Konon Trofimovich Molody (Russian: Ко́нон Трофи́мович Моло́дый, 17 January 1922 - 9 September 1970) was a Soviet intelligence officer, better known in the West as Gordon Arnold Lonsdale. He was an illegal resident spy during the Cold War and the mastermind of the Portland Spy Ring.
A person by the name of Gordon Arnold Lonsdale was born on 27 August 1924 in Cobalt, Ontario, Canada. His father was a miner, Emmanuel Jack Lonsdale, and his mother was Olga Elina Bousa, an immigrant from Finland. The Lonsdales were separated in 1931 and a year later, Olga took her son with her back to her native Finland. It is presumed that he died c. 1943 and that his papers were obtained by the Soviets for use by their agents.
There is little doubt the Lonsdale born in Cobalt in 1924 was not the Lonsdale arrested in London in 1961: the former had been circumcised, the latter was not.
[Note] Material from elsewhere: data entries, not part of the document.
PR #2445, opened 2022-11-24
Logstream metadata improvements

vladaionescu:
* Set the org and project from the PROJECT command
* Set the main target ID
* Add runner name
* Fix canceled status

### DIFF
--- a/cmd/earthly/build_cmd.go
+++ b/cmd/earthly/build_cmd.go
@@ -187,14 +187,15 @@ func (app *earthlyApp) actionBuildImp(cliCtx *cli.Context, flagArgs, nonFlagArgs
 	}
 
 	// Default upload logs, unless explicitly configured
+	doLogstreamUpload := false
+	var logstreamURL string
 	if !app.cfg.Global.DisableLogSharing {
 		if cloudClient.IsLoggedIn(cliCtx.Context) {
 			if app.logstreamUpload {
-				app.logbusSetup.StartLogStreamer(cliCtx.Context, cloudClient)
-				urlStr := fmt.Sprintf("https://ci.earthly.dev/todourl/%s", app.logbusSetup.InitialManifest.GetBuildId())
-				app.console.Printf("Streaming logs to %s\n", urlStr)
+				doLogstreamUpload = true
+				logstreamURL = fmt.Sprintf("https://ci.earthly.dev/todourl/%s", app.logbusSetup.InitialManifest.GetBuildId())
 				defer func() {
-					app.console.Printf("View logs at %s\n", urlStr)
+					app.console.Printf("View logs at %s\n", logstreamURL)
 				}()
 			} else {
 				// If you are logged in, then add the bundle builder code, and configure cleanup and post-build messages.
@@ -475,6 +476,7 @@ func (app *earthlyApp) actionBuildImp(cliCtx *cli.Context, flagArgs, nonFlagArgs
 		EnableGatewayClientLogging: app.debug,
 		BuiltinArgs:                builtinArgs,
 		LocalArtifactWhiteList:     localArtifactWhiteList,
+		MainStsIDFuture:            make(chan string, 1),
 
 		// feature-flip the removal of builder.go code
 		// once VERSION 0.7 is released AND support for 0.6 is dropped,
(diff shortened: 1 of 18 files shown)


cmd/earthly/main.go
```diff
@@ -617,17 +617,20 @@ func (app *earthlyApp) run(ctx context.Context, args []string) int {
 			}
 		}
 
-		if strings.Contains(err.Error(), "security.insecure is not allowed") {
+		switch {
+		case strings.Contains(err.Error(), "security.insecure is not allowed"):
 			app.logbus.Run().SetFatalError(time.Now(), "", "", logstream.FailureType_FAILURE_TYPE_NEEDS_PRIVILEGED, err.Error())
 			app.console.Warnf("Error: earthly --allow-privileged (earthly -P) flag is required\n")
-		} else if strings.Contains(err.Error(), "failed to fetch remote") {
+			return 9
```
r-LaForge, line 624: Out of curiosity, why is this one `9` and most of the rest `1`?
Should we return a unique number for each case?

earthfile2llb/earthfile2llb.go
```diff
@@ -220,6 +240,14 @@ func Earthfile2LLB(ctx context.Context, target domain.Target, opt ConvertOpt, in
 	if err != nil {
 		return nil, err
 	}
+	if opt.MainTargetDetailsFuture != nil {
+		opt.MainTargetDetailsFuture <- TargetDetails{
+			ID:                 sts.ID,
+			EarthlyOrgName:     bc.EarthlyOrgName,
+			EarthlyProjectName: bc.EarthlyProjectName,
+		}
+		opt.MainTargetDetailsFuture = nil
```
r-LaForge, line 249: Should we close the channel here?
```suggestion
        close(opt.MainTargetDetailsFuture)
		opt.MainTargetDetailsFuture = nil
```

logbus/formatter/formatter.go
```diff
@@ -374,12 +374,14 @@ func (f *Formatter) printBuildFailure() {
...
+	if failure.GetCommandId() != "" {
+		c.Printf("Repeating the failure error...\n")
+		f.printHeader(failure.GetTargetId(), failure.GetCommandId(), tm, cm, true)
+		if len(failure.GetOutput()) > 0 {
+			c.PrintBytes(failure.GetOutput())
+		} else {
+			c.Printf("[no output]\n")
+		}
 	}
 	if failure.GetErrorMessage() != "" {
```
r-LaForge, line 386: nit: We know this is the case now thanks to the check on `364`

r-LaForge:
@vladaionescu Looks like you may have to update the protos in this branch

vladaionescu:
@r-LaForge I'm waiting on proto review too

cmd/earthly/main.go
mikejholly: Are these exit codes? I agree that it would be nice to use named consts or add comments. Minor thing.

earthfile2llb/earthfile2llb.go
vladaionescu: Nope - not needed.

cmd/earthly/main.go
vladaionescu: They are - but it's pretty self-explanatory what they indicate given the warnings printed for them. Nothing really depends on these specific exit codes currently. I figured I would give special number numbers to some specific, more important, situations as a nice-to-have.

cmd/earthly/build_cmd.go
```diff
@@ -489,6 +502,23 @@ func (app *earthlyApp) actionBuildImp(cliCtx *cli.Context, flagArgs, nonFlagArgs
 		buildOpts.OnlyArtifact = &artifact
 		buildOpts.OnlyArtifactDestPath = destPath
 	}
+	// Kick off logstream upload only when we have the main target ID reported back from
```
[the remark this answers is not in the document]
vladaionescu: Currently, some fields cannot be part of deltas and can only be sent via the first reset message. The main target ID and the org + project names are such fields.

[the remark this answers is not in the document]
r-LaForge: The target + org makes sense, but the main target ID is on the `FieldsDelta` proto and applied here: https://github.com/earthly/earthly/blob/033124d837c3afbd371441e941930cdf233db836/util/deltautil/apply.go#L51

r-LaForge (approved):
LGTM - just had a question about the main target id

cmd/earthly/build_cmd.go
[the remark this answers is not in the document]
vladaionescu: Ah yeah - true. In any case - I wouldn't change the implementation - this is still the easiest way to extract the main target ID. Perhaps I should update the comment, though.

Konon Molody was born in Moscow in 1922, the son of a scientist. His father died when he was a child. According to Konon's son Trofim Molody who authored the book about his father Мертвый сезон. Конец легенды ("The Dead Season. End of the Legend", 1998), the Soviet intelligence had their eyes on the young boy, when the NKVD chief Genrikh Yagoda helped Konon's mother get a passport for him to go to the US in 1934 to live with an aunt in California (according to his official SVR biography, he left the USSR in 1932).
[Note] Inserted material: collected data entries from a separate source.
PR #2448, opened 2022-11-24
Fix logstream target statuses and output prefix names

vladaionescu:


logbus/run.go
```diff
@@ -11,21 +11,23 @@ import (
...
 	run := &Run{
-		b:        b,
-		targets:  make(map[string]*Target),
-		commands: make(map[string]*Command),
-		generic:  nil, // set below
+		b:          b,
+		targets:    make(map[string]*Target),
+		commands:   make(map[string]*Command),
+		generic:    nil, // set below
+		mainTarget: true,
```
r-LaForge, line 30: nit:
For clarity, we should rename this to `hasMainTarget` as that seems to be the purpose.
(If we did change it, we'd have to negate the boolean).

r-LaForge (approved):
LGTM - pending proto updates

Molody returned to the Soviet Union in 1938. In October 1940 he was conscripted and served in the Red Army during World War II.
After the war, in 1946, he became a student at the Law Department of the Institute of Foreign Trade, where he studied Chinese. In 1951 he was recruited to the Soviet foreign intelligence service of the KGB and trained as an "illegal" spy. He married and had two children.